Bought By Blood T-Shirt

In exactly six days, the dreaded “V” day will be upon us. People will scramble dreadfully to remember to get cards, and chocolates, and flowers. The level of commitment in relationships will be measured out in gifts and tokens, and those that forget this day will have some rough times ahead.

It is rather glaringly hard, to miss the fact that Valentine’s Day is coming. Stores are chock full of red, white, and pink stuffed animals, and piled with boxes shaped like hearts holding chocolate bonbons. But, who or what is Valentine?

(Other than a rather well-developed character of mine with his own fan base who hates his own name)

The name Valentine means  “Strong, vigorous, healthy” according to Behind the Name

A little bit of research on St. Valentine will bring you into a swirling, whirling vortex of controversies. Some people will claim that he married lovers in secret, in Rome in the third century when marriage was being outlawed. Others will tell you that he was a tutor to a wealthy Roman patron’s daughter and dared to share his Christian faith with her as well as teaching her to read. He was summarily executed but left her a note farewell signing it “Your own Valentine”.

While there is precious little evidence for any of these stories, I like the last one, best. However, there is proof that Valentine or Valentine’s existed according to the Catholic Church record of martyrs.  You’ll find a synopsis here, of what I think is closest to the truth.  Chaucer is mentioned in this history of Valentine and also in the Wikipedia entry on him.

While people will probably never agree on the origin of the day, or why it came to mean expressing romantic love, one to another, I have been doing some thinking of my own over the idea of Valentine’s Day. I’ve never had a sweetheart to run madly around, trying to find the perfect gift for on this day, and it really has never bothered me. In fact, it’s been a bit of a relief to not have the pressure I see others struggling under on February the 14th, but it’s also a bit of a pain to tell to those who ask on the 14th “No, I don’t have a Valentine” and then smile tiredly through their assurances that “One Day You’ll Have One, Dear.”

Last year, I bought a  t-shirt from a new t-shirt company called Bought By Blood, and I love it. In fact, I’m planning to wear mine ON  Valentines day this year. It features the image at the top of this post. Those words got me thinking which is always dangerous. The thought ran along these lines.  Since Jesus is my True Love, and He has given me all of Himself as a life-long Valentine, what can I give Him as a Valentine?

Immediately, the words What good are you if you only love those who will love you in return, even the heathen do that? I yelped, and grabbed for my Bible.

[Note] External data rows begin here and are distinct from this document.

PR #2033, opened 2019-04-03
utils_net.py: add traceview check for windows guests

kimi1978wy:
check queues and msi via traceview

Signed-off-by: Yu Wang <wyu@redhat.com>

bz:1485225

### DIFF
--- a/virttest/utils_net.py
+++ b/virttest/utils_net.py
@@ -29,6 +29,8 @@ from virttest import utils_misc
 from virttest import arch
 from virttest.compat_52lts import results_stdout_52lts, results_stderr_52lts, decode_to_text
 from virttest.versionable_class import factory
+from virttest.utils_windows import virtio_win
+from virttest.utils_windows import system
 
 
 try:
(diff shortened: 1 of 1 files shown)


kimi1978wy:
(1/4) Host_RHEL.m8.u0.qcow2.virtio_scsi.up.virtio_net.Guest.Win7.i386.sp1.io-github-autotest-qemu.boot_with_max_queues: |PASS (215.39 s)
 (2/4) Host_RHEL.m8.u0.qcow2.virtio_scsi.up.virtio_net.Guest.Win7.x86_64.sp1.io-github-autotest-qemu.boot_with_max_queues: PASS (228.48 s)
 (3/4) Host_RHEL.m8.u0.qcow2.virtio_scsi.up.virtio_net.Guest.Win8.i386.io-github-autotest-qemu.boot_with_max_queues: PASS (252.92 s)
 (4/4) Host_RHEL.m8.u0.qcow2.virtio_scsi.up.virtio_net.Guest.Win8.x86_64.io-github-autotest-qemu.boot_with_max_queues: PASS (235.03 s)

virttest/utils_net.py
```diff
@@ -3744,3 +3746,190 @@ def map_hostname_ipaddress(hostname_ip_dict, session=None):
                 return False
     logging.info("All the hostnames and IPs are mapped in %s", hosts_file)
     return True
+
+
+def _remove_file(session, file_path):
```
vivianQizhu: The implementation is windows only but hard to tell from the function name, also it is only used once, so I would recommend removing the function. You might have: `clean_cmd = "del %s"` and L#3897: `session_serial.cmd(clean_cmd % log_path)`, L#3922: `session_serial.cmd(clean_cmd % dump_file)`.

virttest/utils_net.py
```diff
@@ -3744,3 +3746,190 @@ def map_hostname_ipaddress(hostname_ip_dict, session=None):
...
+
+    :param file_path: file path to remove
+    :param session: a logined session
+    """
+
+    clean_cmd = "del %s" % file_path
+    session.cmd_status(clean_cmd)
+
+
+def _copy_file(session, src_path, dst_folder="c:\\"):
```
vivianQizhu: For same reason suggest removing this function.

virttest/utils_net.py
```diff
@@ -3744,3 +3746,190 @@ def map_hostname_ipaddress(hostname_ip_dict, session=None):
...
+
+
+def _get_traceview_path(session, params):
+    """
+    :param session: a session to send cmd
+    :param params: the test params
+    :return: the proper traceview path
+    """
+
+    traceview_path_template = "WIN_UTILS:\\traceview\\%s\\%s\\traceview.exe"
```
vivianQizhu: What about keep it configurable in params, and have this path as default value?
```
traceview_path_template = params.get('traceview_path_template', "WIN_UTILS:\\traceview\\%s\\%s\\traceview.exe")
```

virttest/utils_net.py
```diff
@@ -3744,3 +3746,190 @@ def map_hostname_ipaddress(hostname_ip_dict, session=None):
...
+    # traceview_ver = params["traceview_version"]
```
vivianQizhu: Useless?

virttest/utils_net.py
```diff
@@ -3744,3 +3746,190 @@ def map_hostname_ipaddress(hostname_ip_dict, session=None):
...
+    traceview_ver = "win10"
+    os_version = system.version(session)
```
vivianQizhu: Is there a module named `system`? Or you mean `sys.version`? I guess you might get `os_variant` from `params`.

virttest/utils_net.py
```diff
@@ -3744,3 +3746,190 @@ def map_hostname_ipaddress(hostname_ip_dict, session=None):
...
+    main_ver = int(os_version.split('.')[0])
+    if main_ver < 10:
+        traceview_ver = "win8"
+    os_arch = "%PROCESSOR_ARCHITECTURE%"
```
vivianQizhu: Seems this is a fixed string, unnecessary to have a `%s` for it in `traceview_path_template`.

virttest/utils_net.py
```diff
@@ -3744,3 +3746,190 @@ def map_hostname_ipaddress(hostname_ip_dict, session=None):
...
+    # copy traceview.exe
+    logging.info("Copy traceview.exe to drive C")
+    traceview_path = _get_traceview_path(session, params)
+    _copy_file(session, traceview_path)
+
+    # copy Netkvm.pdb
+    logging.info("Find Netkvm.pdb and copy to drive C")
+    viowin_ltr = virtio_win.drive_letter_iso(session)
+    if not viowin_ltr:
+        logging.error("Could not find virtio-win drive in guest")
```
vivianQizhu: Seems you can't continue the rest steps without a correct `viowin_ltr`, so `logging.error` is not enough here, you might want raise error exception or return False to let user(test case) be aware of the failure.

virttest/utils_net.py
```diff
@@ -3744,3 +3746,190 @@ def map_hostname_ipaddress(hostname_ip_dict, session=None):
...
+    if not guest_arch:
+        logging.error("Could not get architecture dirname of the vm")
+
+    driver_name = params.get("driver_name", "netkvm")
+    pdb_middle_path = "%s\\%s" % (guest_name, guest_arch)
+    pdb_find_cmd = 'dir /b /s %s\\%s.pdb | findstr "\\%s\\\\"'
+    pdb_find_cmd %= (viowin_ltr, driver_name, pdb_middle_path)
+    pdb_path = session.cmd(pdb_find_cmd, timeout=timeout).strip()
+    logging.info("Found Netkvm.pdb file at '%s'", pdb_path)
+    _copy_file(session, pdb_path)
```
vivianQizhu: Better return the full path of traceview and pdb in this function, instead of hard coding at L#3899-3900.

virttest/utils_net.py
```diff
@@ -3744,3 +3746,190 @@ def map_hostname_ipaddress(hostname_ip_dict, session=None):
...
+    dump_cmd %= (traceview_local_path, log_path, pdb_local_path, dump_file)
+    status, output = session_serial.cmd_status_output(dump_cmd)
+    if status:
+        logging.error("Cann't dump log file %s: %s" % (log_path, output))
+    time.sleep(100)
+    session_serial.cmd("taskkill /im traceview.exe")
+    time.sleep(10)
+    status, output = session_serial.cmd_status_output("type %s" % dump_file)
+    if status:
+        logging.error("Cann't read dumped file %s: %s" % (dump_file, output))
```
vivianQizhu: Same for these `logging.error`s, we need raise exception or return False/None to interrupt the execution when it can't continue the following steps.

virttest/utils_net.py
kimi1978wy: Yes, there is system module in utils_windows (line 33: from virttest.utils_windows import system).

virttest/utils_net.py
```diff
@@ -3744,3 +3746,166 @@ def map_hostname_ipaddress(hostname_ip_dict, session=None):
...
+    # checkout traceview output
+    logging.info("Check etl file generated by traceview")
+    dump_file = "c:\\trace.txt"
+    session_serial.cmd(clean_cmd % dump_file)
+    dump_cmd = "%s -process %s -pdb %s -o %s"
+    dump_cmd %= (traceview_local_path, log_path, pdb_local_path, dump_file)
+    status, output = session_serial.cmd_status_output(dump_cmd)
+    if status:
+        logging.error("Cann't dump log file %s: %s" % (log_path, output))
+    time.sleep(100)
```
lolyu: is `time.sleep` a good approach to wait for the file-dumping and process-killing? I believe it is better to use `wait_for`

kimi1978wy:
@vivianQizhu @lolyu pls help to review again, thanks!

virttest/utils_net.py
```diff
@@ -3744,3 +3746,198 @@ def map_hostname_ipaddress(hostname_ip_dict, session=None):
...
+    Check the dump file size periodically, untill the file size doesn't change,
+    considered the dump process has finished. Then kill the idled progress.
+
+    :param session: a session to send command
+    :param dump_file_path: the dump file to check
+    """
+    def _get_file_size(last_size, file_path):
+        check_file_size_cmd = "for %%I in (%s) do @echo %%~zI" % file_path
+        status, output = session.cmd_status_output(check_file_size_cmd)
+        if status:
```
hereischen:
```python
        if status or not output.isdigit()::
             return False
         file_size = int(output)
         if file_size != last_size[0]:
             last_size[0] = file_size
             return False
         return True
```

virttest/utils_net.py
```diff
@@ -3744,3 +3746,195 @@ def map_hostname_ipaddress(hostname_ip_dict, session=None):
...
+
+    pdb_middle_path = "%s\\%s" % (guest_name, guest_arch)
+    pdb_find_cmd = 'dir /b /s %s\\%s.pdb | findstr "\\%s\\\\"'
+    pdb_find_cmd %= (viowin_ltr, driver_name, pdb_middle_path)
+    pdb_path = session.cmd(pdb_find_cmd).strip()
+    logging.info("Found %s.pdb file at %s" % (driver_name, pdb_path))
+    return pdb_path
+
+
+def _prepare_traceview_windows(test, params, vm, session, timeout=360):
```
vivianQizhu: Seems the parameter `test` is useless now.

virttest/utils_net.py
```diff
@@ -3744,3 +3746,195 @@ def map_hostname_ipaddress(hostname_ip_dict, session=None):
...
+
+    last_size = [0]
+    utils_misc.wait_for(lambda: _get_file_size(last_size, dump_file_path),
+                        timeout=timeout,
+                        step=10.0)
+    kill_cmd = "taskkill /im traceview.exe"
+    session.cmd(kill_cmd)
+
+
+def get_MSIs_and_queues_windows(test, params, vm, timeout=360):
```
vivianQizhu: So does here.

kimi1978wy:
@hereischen @vivianQizhu I have updated , pls help to review again, thanks a lot

hereischen:

virttest/utils_net.py
```diff
@@ -3744,3 +3746,195 @@ def map_hostname_ipaddress(hostname_ip_dict, session=None):
...
+        status, output = session.cmd_status_output(check_file_size_cmd)
+        if status or not output.isdigit():
+            return False
+        file_size = int(output)
+        if file_size != last_size[0]:
+            last_size[0] = file_size
+            return False
+        return True
+
+    last_size = [0]
```
vivianQizhu: Why need a list for it? Seems you only need one element.

vivianQizhu:
@kimi1978wy Also please limit each line into 79 characters, thanks.

virttest/utils_net.py
kimi1978wy: The purpose to use list is that we need to record the newest file size each time the 

>` _get_file_size`

 is called

kimi1978wy: The purpose to use list is that we need to record the newest file size each time the `_get_file_size` is called. The use the newest value for the next call to this function. If only a variable is used as parameter, it's only passed as value and can't be changed inside the function. So we use a list to store the new size, as it's passed by reference and its element can be changed and restored. Other suggestion has been solved :), pls help to review again

vivianQizhu: @kimi1978wy I don't really understand, `_get_file_size()` is defined under `_wait_for_traceview_dump_finished()`, it's in the same context with `last_size`, you don't even need to pass `last_size` to the function, you might directly use a 'global' `last_size`.  Also for `file_path`,  the `check_file_size_cmd` does not need to be generated each time calling the function. 
```
def _get_file_size():
        status, output = session.cmd_status_output(check_file_size_cmd)
        if status or not output.isdigit():
            return False
        file_size = int(output)
        if file_size != last_size:
            last_size = file_size
            return False
        return True

check_file_size_cmd = "for %%I in (%s) do @echo %%~zI" % dump_file_path
last_size = 0
utils_misc.wait_for(lambda: _get_file_size()...)
```

vivianQizhu: And the function name `_get_file_size` does not match the implementation very well, maybe something like `_check_file_size_stable` would be better, also better have at least one line docstring for it.

kimi1978wy: @vivianQizhu  Updated, pls help to review  it again, thanks

kimi1978wy:
(1/1) Host_RHEL.m8.u0.qcow2.virtio_scsi.up.virtio_net.Guest.Win2016.x86_64.io-github-autotest-qemu.boot_with_max_queues: PASS (396.97 s)

kimi1978wy:
(1/1) Host_RHEL.m8.u0.qcow2.virtio_scsi.up.virtio_net.Guest.RHEL.8.1.0.x86_64.io-github-autotest-qemu.boot_with_max_queues: PASS (60.64 s)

The whole passage runs like this in the ESV: Luke 6:32-35

If you love those who love you, what benefit is that to you? For even sinners love those that love them. And if you do good to those who do good to you, what benefit is that to you? For even sinners do the same. And if you lend to those from whom you expect to receive what credit is that to you? Even sinners lend to sinners to get back the same amount. But love your enemies, and do good, and lend expecting nothing in return and your reward will be great and you will be sons of the Most High, for He is kind to the ungrateful and the evil. Be merciful even as your Father is merciful.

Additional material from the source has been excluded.